Bullshit, bullshit everywhere
This turned out into a real bullshitfest of Chuds.
Example: https://txt.cohere.ai/what-are-transformer-models/
“Transformers, on the other hand, keep track of the context of what is being written, and this is why the text that they write makes sense.”
Bullshit. Plain and simple.
The “context”, as a word without clarification (without specifying a context!), is a pure abstraction, too general to be used meaningfully.
There is, however, a semantic context, cultural context, social context and even a context of a particular language usage.
A model “is not aware” or “keeps track” of any of these. All models work on the level of frequencies (and “emerging directed graphs” – the actual “structures” being used after all the gradients being set) of bit patterns, not even letters, vovels or morphemes.
What they call “attention” in the “standard terminology” has nothing to do with moving of a perception or selectivity. It is “reshaping” of the “resulting structure”, by updating the weights, based on how frequently the words appear next or close to each other.
This has nothing to do with the meaning, it is only a form of clustering, which is, in principle, similar to a bucket-sorting, but not a semantic categorisation.

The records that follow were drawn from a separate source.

Issue #1068, opened 2018-12-22
Add custom syntax support


eyelash:
Similar to #637 but for syntaxes instead of themes.

I also noticed that syntax highlighting is missing for *.toml and *.xiconfig files which should probably be working out of the box.

cmyr:
Yea, I think we're about ready for this. It would also be nice to ship with our own set of default syntaxes; in particular I'd like syntaxes for git stuff (commit messages in particular) and toml is a clear omission.

If someone is interested in working on this, I'm happy to mentor; the main thing to do is go look at how syntect handles loading syntax files.

kanishkarj:
@cmyr I would like to check this out.

kanishkarj:
Hey, I have figured out how to load custom syntaxes using syntect. What should I do next @eyelash @cmyr ?

cmyr:
So there are at least two things I think we'll want to do. The first one is to have our own default syntax set that we support, so that we aren't relying on whatever is bundled with syntect. The second one is to have some way that the user can add additional syntaxes that will be loaded by syntect.

The first of these is easier; I think we will want to create a new repository where we keep syntax definitions, and keep a special syntect packfile of these, which we'll include in the syntect plugin binary, and load instead of just loading the defaults.

kanishkarj:
Shouldn't we close this issue and create a new issue : dynamic loading of syntaxes

jansol:
Sure, go ahead.

PR #1085, opened 2019-01-11
Custom syntax support

kanishkarj:
Hello all! 
This PR covers the issue : #1068 support for custom syntax. It implements the following features :
- [x] The syntaxes should be saved to the folder ~/.config/xi/syntaxes , if the folder is found to not exist or empty the plugin will load the default syntaxes provided by the plugin.
- [x] The syntaxes are loaded from path defined in default.toml.
- [x] the syntaxes are loaded from files only when the manifest.toml is updated. Else we will be using a local dump file located at : ~/.config/xi/dumps/syntax.dump .
- [x] The dump file will be generated when make_manifest.rs is run.
- [ ] Dynamic loading of syntaxes. 

To test this, check the README.md file that I have put in xi-editor/rust/syntect-plugin/ .


rust/core-lib/assets/defaults.toml
```diff
@@ -27,6 +27,10 @@ word_wrap = false
 
 autodetect_whitespace = true
 
+syntax_files = "~/.config/xi/syntaxes"
+
+syntaxes_dump_path = "~/.config/xi/dumps/syntax.dump"
```
cmyr: we can't assume this path is in use; the frontend can provide an arbitrary config path (for instance on xi-mac the config path is `~/Library/Application Support/XiEditor`.

You should be able to copy how we handle the themes directory; if the user has provided a config directory, we just append the path to that.

rust/core-lib/src/config.rs
```diff
@@ -16,6 +16,7 @@ use std::collections::HashMap;
 use std::error::Error;
 use std::fmt;
 use std::fs;
+use std::io::ErrorKind;
```
cmyr: you can combine this import into the statement before, so we only import from `std::io` once. :)

rust/syntect-plugin/README.md
```diff
@@ -0,0 +1,12 @@
+# Xi-Syntect
+
+First run the following commands on your command line :
+
+```shell
+mkdir ~/.config/xi/dumps
+mkdir ~/.config/xi/syntaxes
+```
```
cmyr: if we need these setup steps they should be part of the make file. As mentioned earlier, though, these paths are not hard coded.

rust/syntect-plugin/examples/make_manifest.rs
```diff
@@ -21,12 +21,14 @@ use std::fs::{self, File};
...
 
+use crate::xi_core::config::ConfigManager;
 use crate::xi_core::plugin_manifest::*;
 use crate::xi_core::LanguageDefinition;
+use syntect::dumps::dump_to_file;
 use syntect::parsing::{SyntaxReference, SyntaxSet};
 use toml::Value;
 
-const OUT_FILE_NAME: &str = "generated_manifest.toml";
+const OUT_FILE_NAME: &str = "manifest.toml";
```
cmyr: hmm, I remember having _some_ reason why I wanted to use a different file name, but I forget what it was. 😕

rust/syntect-plugin/examples/make_manifest.rs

This is not just a metaphor. From a seemingly uniform, fully-connected strucure some frequently used “trails” emerge as result of backprops.
Something similar in principle hapens in the brain, which does “pruning” in the process of neuro-maturaion, and this is how a child learns.
The trails on the snow (or in the mountins) is the best metaphor.
What is “keeps track of” is the “state”, which is being passed along, but this state is not a synonim of a context as we know it in linguistics or semantics. It is just a numeric (in a shape of a matrix) aggregate.
One more time. There is only seemingly emergent behaviors of the models and apparent intelligence.
Just as an uneducated peasant cannot tell intelligent, science-based talk from a religious bullshit, most of people cannot call bullsit on model’s output. Only real experts in their fields can do.
A model does not perform any inferences, deductions or inductions or anything at all. It just traverses its resulting (from training) structure.
To parapharse good philosophers - there is nothing in its output that was not in its training.
Pseudo-randomly selecting among possible “next words” does not produce a “new meaning”. It just produce a parrot babbling, or, literally, “talking bullshit”.
Another Chud: https://apenwarr.ca/log/20230415
“Behold, /emerging complexity, game-of-life, Wolfram’s pseudo-science’, I am so fucking smart and know all the current memes!”
A human language is not the medium of creating emerging complexities, it is actually the opposite. It is the medium for oral (and in a written form) transmission of descriptions of particular aspects of the shared environment between humans.
Any person with classic education in math, philosophy, logic and writing (just like me, LOL) will tell you that.
We are not interested in emerging verbalized bullshit. We already have whole Himalayas of it in a written form and on the social media.